■ **WORK INSTRUCTIONS**
Every line in the records below that holds "alternative" must be identified and copied.

■ **TASK INPUT**
···
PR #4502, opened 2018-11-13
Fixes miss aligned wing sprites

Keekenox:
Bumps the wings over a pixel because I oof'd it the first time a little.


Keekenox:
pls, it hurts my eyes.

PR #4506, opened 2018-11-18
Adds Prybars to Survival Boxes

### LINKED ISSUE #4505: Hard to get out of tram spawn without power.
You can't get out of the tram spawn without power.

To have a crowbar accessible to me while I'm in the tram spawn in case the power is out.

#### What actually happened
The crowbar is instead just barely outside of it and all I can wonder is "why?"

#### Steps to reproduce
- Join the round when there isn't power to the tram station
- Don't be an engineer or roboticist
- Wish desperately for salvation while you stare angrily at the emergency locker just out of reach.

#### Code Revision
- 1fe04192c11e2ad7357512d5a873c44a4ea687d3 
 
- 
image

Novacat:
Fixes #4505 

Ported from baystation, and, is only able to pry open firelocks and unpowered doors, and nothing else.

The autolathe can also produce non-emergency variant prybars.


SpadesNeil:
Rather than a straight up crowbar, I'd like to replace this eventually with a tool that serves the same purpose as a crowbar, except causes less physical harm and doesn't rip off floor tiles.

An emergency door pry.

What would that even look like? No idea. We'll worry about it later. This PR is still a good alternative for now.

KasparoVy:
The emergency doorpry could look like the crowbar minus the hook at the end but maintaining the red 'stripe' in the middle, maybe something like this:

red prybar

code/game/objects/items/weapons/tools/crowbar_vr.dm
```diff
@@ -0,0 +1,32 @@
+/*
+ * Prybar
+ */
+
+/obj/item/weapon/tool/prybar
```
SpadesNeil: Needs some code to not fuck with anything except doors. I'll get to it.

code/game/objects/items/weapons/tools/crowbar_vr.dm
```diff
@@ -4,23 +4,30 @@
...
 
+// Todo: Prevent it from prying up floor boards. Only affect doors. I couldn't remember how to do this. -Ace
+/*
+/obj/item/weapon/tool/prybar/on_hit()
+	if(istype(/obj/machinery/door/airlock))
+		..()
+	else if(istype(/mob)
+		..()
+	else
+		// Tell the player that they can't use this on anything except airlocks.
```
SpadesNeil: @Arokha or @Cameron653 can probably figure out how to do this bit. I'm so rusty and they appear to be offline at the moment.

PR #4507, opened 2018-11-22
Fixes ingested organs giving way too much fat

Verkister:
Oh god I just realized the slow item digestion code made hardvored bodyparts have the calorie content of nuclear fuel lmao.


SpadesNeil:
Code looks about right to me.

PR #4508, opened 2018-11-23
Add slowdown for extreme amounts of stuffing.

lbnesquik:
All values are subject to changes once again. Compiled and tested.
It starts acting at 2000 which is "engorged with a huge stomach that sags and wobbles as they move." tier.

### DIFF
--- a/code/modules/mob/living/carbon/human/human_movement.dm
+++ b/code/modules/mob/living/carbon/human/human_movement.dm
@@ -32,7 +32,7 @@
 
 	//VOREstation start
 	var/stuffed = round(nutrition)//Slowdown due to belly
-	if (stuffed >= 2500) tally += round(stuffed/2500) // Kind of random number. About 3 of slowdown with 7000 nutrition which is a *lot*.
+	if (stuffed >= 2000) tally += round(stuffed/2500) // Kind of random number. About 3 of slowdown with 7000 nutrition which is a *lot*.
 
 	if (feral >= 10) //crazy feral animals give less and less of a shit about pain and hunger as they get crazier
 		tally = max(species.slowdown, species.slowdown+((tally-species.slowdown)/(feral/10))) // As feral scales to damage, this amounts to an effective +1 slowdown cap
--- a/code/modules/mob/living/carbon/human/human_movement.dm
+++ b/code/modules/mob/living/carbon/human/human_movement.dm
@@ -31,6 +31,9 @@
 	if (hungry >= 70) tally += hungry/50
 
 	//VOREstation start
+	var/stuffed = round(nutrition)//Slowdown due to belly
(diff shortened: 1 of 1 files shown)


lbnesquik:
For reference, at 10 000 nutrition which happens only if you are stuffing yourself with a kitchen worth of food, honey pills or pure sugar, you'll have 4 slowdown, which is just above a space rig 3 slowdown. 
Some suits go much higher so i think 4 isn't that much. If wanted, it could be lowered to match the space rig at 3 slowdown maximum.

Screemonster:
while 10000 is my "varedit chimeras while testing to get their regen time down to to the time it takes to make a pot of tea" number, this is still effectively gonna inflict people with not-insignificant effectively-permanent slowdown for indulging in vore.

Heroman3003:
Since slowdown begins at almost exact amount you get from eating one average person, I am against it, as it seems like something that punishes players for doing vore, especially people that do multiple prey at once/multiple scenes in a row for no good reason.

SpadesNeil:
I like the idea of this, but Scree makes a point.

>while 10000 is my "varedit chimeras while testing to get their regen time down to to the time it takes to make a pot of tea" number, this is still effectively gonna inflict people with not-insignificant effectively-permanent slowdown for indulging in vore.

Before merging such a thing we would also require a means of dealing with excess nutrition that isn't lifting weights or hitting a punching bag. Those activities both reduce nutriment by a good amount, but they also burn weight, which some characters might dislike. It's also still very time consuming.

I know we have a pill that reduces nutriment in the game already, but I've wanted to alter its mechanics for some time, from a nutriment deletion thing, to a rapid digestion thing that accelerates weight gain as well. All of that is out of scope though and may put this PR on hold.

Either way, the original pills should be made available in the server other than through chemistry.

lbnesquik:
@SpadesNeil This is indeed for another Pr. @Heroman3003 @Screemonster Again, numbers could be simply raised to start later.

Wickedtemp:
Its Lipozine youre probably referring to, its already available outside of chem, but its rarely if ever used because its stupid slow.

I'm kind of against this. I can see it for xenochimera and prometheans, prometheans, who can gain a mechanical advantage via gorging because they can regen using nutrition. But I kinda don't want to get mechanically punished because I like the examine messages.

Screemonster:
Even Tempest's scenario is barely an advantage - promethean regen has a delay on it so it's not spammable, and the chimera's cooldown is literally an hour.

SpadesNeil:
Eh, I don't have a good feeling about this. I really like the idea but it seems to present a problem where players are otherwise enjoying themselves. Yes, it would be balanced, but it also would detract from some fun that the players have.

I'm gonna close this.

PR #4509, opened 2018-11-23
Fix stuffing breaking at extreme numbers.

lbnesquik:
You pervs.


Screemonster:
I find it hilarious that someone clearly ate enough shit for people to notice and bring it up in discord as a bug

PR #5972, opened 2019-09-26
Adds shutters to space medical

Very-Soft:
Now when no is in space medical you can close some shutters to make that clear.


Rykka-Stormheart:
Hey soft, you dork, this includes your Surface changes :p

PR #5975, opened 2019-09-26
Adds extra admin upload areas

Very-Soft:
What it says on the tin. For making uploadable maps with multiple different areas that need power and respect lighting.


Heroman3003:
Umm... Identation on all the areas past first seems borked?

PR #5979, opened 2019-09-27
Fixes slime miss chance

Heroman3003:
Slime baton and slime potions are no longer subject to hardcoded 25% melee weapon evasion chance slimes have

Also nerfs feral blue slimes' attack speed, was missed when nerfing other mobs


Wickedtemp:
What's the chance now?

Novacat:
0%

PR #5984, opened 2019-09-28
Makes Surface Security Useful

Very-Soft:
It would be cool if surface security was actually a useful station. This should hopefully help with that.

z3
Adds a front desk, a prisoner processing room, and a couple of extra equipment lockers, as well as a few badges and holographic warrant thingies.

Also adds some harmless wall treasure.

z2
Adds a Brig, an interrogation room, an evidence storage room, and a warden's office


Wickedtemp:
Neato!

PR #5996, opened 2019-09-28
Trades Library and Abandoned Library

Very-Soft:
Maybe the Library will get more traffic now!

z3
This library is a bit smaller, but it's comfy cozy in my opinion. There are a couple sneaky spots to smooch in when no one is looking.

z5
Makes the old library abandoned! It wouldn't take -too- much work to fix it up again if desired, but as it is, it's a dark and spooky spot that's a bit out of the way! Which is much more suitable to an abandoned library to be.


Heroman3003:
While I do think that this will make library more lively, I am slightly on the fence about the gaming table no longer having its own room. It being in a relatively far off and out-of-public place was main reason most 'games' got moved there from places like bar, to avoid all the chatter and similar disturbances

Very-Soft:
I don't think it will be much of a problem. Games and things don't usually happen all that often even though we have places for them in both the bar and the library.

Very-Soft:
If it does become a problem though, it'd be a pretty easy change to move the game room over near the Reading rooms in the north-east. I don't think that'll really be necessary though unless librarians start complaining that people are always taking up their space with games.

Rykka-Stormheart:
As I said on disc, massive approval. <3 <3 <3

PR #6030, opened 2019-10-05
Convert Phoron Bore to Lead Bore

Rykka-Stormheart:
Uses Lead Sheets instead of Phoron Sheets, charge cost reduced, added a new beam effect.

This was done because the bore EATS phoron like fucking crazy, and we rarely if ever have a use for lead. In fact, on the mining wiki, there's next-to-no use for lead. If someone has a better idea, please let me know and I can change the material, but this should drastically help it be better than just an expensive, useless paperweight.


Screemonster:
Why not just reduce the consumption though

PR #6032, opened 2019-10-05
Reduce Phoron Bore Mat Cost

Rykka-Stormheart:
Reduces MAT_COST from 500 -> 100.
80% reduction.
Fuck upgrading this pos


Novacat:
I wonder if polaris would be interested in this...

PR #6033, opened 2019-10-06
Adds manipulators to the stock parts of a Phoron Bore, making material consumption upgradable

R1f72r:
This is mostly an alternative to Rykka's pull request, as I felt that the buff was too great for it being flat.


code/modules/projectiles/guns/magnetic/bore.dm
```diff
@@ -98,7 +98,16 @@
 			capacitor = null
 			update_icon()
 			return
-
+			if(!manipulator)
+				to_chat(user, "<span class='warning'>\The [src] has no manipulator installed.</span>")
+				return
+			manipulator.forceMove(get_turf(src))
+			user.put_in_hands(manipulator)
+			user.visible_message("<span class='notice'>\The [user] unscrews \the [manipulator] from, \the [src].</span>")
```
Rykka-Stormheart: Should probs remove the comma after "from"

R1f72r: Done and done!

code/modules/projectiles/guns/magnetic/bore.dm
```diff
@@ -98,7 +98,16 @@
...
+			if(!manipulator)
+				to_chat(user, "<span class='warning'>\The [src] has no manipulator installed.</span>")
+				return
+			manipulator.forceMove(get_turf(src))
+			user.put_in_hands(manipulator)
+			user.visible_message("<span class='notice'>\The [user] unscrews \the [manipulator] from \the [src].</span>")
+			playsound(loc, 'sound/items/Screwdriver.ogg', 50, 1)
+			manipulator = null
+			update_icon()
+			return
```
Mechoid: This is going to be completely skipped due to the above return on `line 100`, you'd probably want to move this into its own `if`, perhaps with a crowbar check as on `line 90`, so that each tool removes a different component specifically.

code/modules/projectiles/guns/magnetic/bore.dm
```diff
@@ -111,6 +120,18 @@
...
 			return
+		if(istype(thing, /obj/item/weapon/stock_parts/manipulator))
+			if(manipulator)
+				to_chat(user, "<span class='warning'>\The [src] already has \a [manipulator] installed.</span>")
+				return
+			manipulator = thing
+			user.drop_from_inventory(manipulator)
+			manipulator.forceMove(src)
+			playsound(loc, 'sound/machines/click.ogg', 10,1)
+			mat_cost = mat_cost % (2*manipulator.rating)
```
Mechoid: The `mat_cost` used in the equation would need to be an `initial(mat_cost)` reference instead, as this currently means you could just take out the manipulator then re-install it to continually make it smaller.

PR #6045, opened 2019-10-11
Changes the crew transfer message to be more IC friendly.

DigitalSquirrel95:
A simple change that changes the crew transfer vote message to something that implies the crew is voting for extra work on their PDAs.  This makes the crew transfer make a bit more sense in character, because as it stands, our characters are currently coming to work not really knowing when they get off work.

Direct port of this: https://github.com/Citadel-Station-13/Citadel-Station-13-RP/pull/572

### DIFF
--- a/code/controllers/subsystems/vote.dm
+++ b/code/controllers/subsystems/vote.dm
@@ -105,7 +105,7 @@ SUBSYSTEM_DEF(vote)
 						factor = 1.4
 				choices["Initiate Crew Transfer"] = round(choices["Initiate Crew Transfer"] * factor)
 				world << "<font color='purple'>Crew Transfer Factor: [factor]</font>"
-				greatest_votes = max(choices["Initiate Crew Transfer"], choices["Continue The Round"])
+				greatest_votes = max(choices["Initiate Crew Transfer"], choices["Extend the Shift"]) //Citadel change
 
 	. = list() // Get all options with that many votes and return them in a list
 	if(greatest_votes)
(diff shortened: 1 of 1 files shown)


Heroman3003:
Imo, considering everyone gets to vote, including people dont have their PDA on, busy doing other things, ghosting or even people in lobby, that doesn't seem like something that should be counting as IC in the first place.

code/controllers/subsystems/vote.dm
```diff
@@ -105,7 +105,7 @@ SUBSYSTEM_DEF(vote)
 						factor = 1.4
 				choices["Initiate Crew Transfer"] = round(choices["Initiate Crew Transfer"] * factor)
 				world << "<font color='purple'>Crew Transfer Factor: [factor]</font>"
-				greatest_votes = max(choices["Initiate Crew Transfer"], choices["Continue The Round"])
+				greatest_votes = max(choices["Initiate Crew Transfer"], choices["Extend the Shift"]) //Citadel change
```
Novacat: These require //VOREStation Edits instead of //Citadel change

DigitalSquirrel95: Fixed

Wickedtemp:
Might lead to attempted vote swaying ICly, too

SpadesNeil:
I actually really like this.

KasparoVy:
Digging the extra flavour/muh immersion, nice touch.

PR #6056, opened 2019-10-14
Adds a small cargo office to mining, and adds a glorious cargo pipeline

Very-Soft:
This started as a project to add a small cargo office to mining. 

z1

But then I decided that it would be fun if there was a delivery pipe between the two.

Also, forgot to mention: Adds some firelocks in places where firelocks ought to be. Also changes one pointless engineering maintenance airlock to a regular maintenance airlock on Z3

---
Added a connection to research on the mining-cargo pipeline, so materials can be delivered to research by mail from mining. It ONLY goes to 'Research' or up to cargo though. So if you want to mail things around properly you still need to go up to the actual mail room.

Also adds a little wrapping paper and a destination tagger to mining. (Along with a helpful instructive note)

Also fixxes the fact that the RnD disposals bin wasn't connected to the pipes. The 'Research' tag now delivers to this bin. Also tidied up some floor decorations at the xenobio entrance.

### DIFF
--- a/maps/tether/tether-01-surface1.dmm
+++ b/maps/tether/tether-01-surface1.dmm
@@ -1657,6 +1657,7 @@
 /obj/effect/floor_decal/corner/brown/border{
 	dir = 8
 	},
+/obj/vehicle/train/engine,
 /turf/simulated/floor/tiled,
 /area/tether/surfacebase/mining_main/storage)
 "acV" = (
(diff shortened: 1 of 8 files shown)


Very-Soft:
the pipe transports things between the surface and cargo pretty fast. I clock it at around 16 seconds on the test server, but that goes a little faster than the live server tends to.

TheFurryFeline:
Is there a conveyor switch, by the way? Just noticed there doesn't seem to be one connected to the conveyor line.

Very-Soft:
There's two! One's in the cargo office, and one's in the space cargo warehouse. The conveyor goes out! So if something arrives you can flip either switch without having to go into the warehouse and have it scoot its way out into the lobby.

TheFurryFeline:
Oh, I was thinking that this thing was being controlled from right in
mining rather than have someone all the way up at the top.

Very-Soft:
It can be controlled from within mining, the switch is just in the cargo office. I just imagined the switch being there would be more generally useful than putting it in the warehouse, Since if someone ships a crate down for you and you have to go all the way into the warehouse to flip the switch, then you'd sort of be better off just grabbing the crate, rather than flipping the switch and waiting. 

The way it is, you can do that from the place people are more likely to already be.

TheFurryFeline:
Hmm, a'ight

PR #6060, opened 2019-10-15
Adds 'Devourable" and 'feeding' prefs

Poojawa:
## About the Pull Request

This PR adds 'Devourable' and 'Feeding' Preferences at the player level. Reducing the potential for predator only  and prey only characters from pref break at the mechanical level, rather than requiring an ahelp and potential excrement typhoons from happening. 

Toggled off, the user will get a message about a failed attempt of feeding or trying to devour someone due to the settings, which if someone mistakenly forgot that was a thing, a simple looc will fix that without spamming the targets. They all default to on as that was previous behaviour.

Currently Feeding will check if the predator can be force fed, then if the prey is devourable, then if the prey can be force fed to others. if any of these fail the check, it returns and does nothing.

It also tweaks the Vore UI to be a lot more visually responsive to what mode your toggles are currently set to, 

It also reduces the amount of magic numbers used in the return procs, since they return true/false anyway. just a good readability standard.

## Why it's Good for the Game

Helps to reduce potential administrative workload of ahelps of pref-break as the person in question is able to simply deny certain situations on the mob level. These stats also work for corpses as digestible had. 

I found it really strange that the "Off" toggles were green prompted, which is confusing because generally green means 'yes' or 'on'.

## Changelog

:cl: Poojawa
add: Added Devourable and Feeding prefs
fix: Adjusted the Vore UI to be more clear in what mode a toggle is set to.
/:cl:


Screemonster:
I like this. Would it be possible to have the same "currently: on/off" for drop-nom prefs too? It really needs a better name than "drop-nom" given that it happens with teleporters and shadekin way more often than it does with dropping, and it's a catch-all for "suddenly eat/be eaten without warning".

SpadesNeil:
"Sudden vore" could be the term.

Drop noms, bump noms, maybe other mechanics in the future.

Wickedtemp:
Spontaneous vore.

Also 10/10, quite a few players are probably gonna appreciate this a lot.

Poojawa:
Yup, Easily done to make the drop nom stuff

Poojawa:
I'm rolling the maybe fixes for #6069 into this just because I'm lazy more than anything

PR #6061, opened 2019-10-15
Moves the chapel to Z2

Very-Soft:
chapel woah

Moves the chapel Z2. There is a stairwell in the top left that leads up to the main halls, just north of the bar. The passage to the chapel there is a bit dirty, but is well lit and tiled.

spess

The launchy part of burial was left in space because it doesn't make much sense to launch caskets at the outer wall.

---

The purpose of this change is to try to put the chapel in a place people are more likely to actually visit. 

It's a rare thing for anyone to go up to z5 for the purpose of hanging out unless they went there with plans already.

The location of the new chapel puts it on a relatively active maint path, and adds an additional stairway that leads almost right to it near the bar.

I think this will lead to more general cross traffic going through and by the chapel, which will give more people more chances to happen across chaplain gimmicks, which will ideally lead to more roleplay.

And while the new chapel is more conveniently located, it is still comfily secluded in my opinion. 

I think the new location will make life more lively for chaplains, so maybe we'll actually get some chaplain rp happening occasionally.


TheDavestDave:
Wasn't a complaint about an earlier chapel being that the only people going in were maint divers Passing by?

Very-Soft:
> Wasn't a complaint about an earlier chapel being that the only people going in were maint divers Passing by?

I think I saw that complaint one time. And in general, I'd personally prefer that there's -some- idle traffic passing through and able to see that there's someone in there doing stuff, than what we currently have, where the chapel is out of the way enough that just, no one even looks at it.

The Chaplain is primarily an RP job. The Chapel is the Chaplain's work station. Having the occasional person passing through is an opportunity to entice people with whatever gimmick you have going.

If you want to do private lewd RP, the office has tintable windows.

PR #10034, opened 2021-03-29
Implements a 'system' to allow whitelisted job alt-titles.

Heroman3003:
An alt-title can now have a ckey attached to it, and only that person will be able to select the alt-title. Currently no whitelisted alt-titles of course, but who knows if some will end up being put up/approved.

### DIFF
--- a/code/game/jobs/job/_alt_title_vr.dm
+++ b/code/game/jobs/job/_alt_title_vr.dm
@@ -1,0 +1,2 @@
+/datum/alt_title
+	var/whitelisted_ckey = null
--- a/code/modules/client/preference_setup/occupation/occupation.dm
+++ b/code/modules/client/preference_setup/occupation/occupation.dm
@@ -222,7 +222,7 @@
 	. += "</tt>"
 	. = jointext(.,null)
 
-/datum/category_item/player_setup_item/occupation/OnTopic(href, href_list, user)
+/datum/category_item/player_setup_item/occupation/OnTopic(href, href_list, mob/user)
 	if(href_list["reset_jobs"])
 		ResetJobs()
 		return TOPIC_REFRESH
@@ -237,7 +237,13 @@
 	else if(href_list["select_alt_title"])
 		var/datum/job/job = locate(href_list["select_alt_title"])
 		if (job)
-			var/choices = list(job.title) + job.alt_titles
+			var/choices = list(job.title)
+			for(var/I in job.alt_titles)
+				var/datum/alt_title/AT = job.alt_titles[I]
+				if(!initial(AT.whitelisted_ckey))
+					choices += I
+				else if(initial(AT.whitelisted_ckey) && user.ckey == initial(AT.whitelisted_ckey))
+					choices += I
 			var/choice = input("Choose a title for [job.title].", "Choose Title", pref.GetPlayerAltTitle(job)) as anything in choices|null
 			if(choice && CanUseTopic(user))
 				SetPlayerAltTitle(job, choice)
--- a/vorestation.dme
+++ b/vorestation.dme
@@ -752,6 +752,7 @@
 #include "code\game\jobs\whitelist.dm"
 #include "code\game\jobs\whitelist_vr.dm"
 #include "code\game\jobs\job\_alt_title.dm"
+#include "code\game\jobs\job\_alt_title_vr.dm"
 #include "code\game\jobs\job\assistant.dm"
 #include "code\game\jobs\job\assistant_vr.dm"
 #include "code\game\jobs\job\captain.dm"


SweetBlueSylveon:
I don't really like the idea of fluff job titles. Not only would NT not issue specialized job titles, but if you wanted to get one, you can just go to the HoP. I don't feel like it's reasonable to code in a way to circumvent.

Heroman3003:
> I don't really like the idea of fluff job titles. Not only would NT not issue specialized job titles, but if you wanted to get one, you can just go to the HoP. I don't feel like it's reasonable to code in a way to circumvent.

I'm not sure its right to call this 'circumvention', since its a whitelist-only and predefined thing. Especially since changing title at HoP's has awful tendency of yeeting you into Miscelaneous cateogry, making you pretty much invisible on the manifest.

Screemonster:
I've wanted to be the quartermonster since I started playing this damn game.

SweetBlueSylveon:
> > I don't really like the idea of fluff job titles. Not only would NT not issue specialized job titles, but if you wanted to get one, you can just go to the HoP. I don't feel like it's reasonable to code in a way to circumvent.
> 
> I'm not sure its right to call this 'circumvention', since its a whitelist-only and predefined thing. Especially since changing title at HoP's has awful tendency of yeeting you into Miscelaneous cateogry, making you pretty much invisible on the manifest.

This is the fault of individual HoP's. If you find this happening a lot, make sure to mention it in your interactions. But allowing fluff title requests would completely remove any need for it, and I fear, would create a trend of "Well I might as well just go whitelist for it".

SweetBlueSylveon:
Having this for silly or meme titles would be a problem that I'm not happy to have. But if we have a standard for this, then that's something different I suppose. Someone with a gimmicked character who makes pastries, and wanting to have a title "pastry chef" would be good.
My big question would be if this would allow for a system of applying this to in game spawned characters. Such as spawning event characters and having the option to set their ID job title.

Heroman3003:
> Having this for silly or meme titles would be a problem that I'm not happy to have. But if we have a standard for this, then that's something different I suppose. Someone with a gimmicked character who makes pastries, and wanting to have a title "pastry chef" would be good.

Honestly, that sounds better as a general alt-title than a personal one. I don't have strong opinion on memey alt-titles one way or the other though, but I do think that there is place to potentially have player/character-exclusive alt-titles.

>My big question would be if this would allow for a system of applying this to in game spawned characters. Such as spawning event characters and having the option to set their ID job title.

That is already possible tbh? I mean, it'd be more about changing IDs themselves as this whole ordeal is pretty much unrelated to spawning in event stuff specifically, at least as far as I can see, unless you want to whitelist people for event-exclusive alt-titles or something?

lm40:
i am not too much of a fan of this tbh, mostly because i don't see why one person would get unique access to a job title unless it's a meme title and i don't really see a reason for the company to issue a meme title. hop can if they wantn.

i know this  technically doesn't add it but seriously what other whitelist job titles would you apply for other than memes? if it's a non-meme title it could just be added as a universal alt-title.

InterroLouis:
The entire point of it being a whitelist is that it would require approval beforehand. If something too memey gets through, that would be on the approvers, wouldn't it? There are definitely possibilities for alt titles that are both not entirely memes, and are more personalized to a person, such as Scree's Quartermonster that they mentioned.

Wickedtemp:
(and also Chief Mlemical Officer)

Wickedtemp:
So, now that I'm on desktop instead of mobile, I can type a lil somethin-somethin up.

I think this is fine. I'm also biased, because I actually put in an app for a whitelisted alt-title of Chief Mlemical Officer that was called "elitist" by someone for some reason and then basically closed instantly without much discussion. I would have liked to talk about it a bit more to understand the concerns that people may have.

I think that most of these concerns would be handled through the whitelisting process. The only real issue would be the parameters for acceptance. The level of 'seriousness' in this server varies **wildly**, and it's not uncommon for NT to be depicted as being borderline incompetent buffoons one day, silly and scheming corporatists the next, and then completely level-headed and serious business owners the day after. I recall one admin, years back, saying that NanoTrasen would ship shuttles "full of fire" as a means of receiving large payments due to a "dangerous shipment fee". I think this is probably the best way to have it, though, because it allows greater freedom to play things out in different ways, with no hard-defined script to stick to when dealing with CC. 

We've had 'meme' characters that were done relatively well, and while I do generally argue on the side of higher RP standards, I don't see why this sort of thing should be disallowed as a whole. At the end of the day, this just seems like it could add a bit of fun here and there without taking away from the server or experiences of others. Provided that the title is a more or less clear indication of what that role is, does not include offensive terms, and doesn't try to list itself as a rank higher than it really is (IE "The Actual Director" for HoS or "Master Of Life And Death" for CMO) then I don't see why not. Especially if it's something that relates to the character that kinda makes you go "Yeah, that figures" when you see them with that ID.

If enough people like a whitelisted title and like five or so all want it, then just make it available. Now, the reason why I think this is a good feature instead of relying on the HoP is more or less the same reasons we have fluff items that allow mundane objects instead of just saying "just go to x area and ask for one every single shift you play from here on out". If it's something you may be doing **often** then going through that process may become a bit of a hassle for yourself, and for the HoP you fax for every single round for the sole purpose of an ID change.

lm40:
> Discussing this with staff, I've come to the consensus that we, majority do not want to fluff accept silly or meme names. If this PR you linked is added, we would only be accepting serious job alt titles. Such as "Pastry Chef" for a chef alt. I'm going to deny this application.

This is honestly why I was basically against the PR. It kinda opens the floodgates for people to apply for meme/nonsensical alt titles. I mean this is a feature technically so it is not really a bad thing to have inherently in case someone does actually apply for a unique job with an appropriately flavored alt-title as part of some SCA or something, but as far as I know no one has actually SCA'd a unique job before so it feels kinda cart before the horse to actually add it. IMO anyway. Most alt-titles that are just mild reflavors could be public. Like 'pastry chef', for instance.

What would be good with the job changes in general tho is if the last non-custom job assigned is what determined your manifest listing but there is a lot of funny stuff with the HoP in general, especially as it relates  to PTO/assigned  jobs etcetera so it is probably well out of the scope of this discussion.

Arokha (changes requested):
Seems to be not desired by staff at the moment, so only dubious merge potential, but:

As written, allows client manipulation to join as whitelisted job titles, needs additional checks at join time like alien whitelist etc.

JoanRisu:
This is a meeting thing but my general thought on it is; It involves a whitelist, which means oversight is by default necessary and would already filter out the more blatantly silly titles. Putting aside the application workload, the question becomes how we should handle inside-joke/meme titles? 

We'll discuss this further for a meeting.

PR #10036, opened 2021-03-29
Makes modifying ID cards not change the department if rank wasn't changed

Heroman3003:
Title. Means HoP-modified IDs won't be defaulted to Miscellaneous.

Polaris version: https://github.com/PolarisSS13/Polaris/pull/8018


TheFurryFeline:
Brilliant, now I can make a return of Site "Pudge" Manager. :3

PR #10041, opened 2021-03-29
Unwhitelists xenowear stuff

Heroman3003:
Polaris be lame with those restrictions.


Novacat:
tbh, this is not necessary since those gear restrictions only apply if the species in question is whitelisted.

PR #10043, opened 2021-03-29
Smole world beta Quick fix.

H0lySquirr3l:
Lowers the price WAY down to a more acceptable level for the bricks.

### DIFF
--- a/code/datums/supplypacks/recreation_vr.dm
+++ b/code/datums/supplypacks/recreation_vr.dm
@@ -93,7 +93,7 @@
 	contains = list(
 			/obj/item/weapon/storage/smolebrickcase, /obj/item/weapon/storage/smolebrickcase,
···
■ **WRITTEN ANSWER**
What would that even look like? No idea. We'll worry about it later. This PR is still a good alternative for now.
This is mostly an alternative to Rykka's pull request, as I felt that the buff was too great for it being flat.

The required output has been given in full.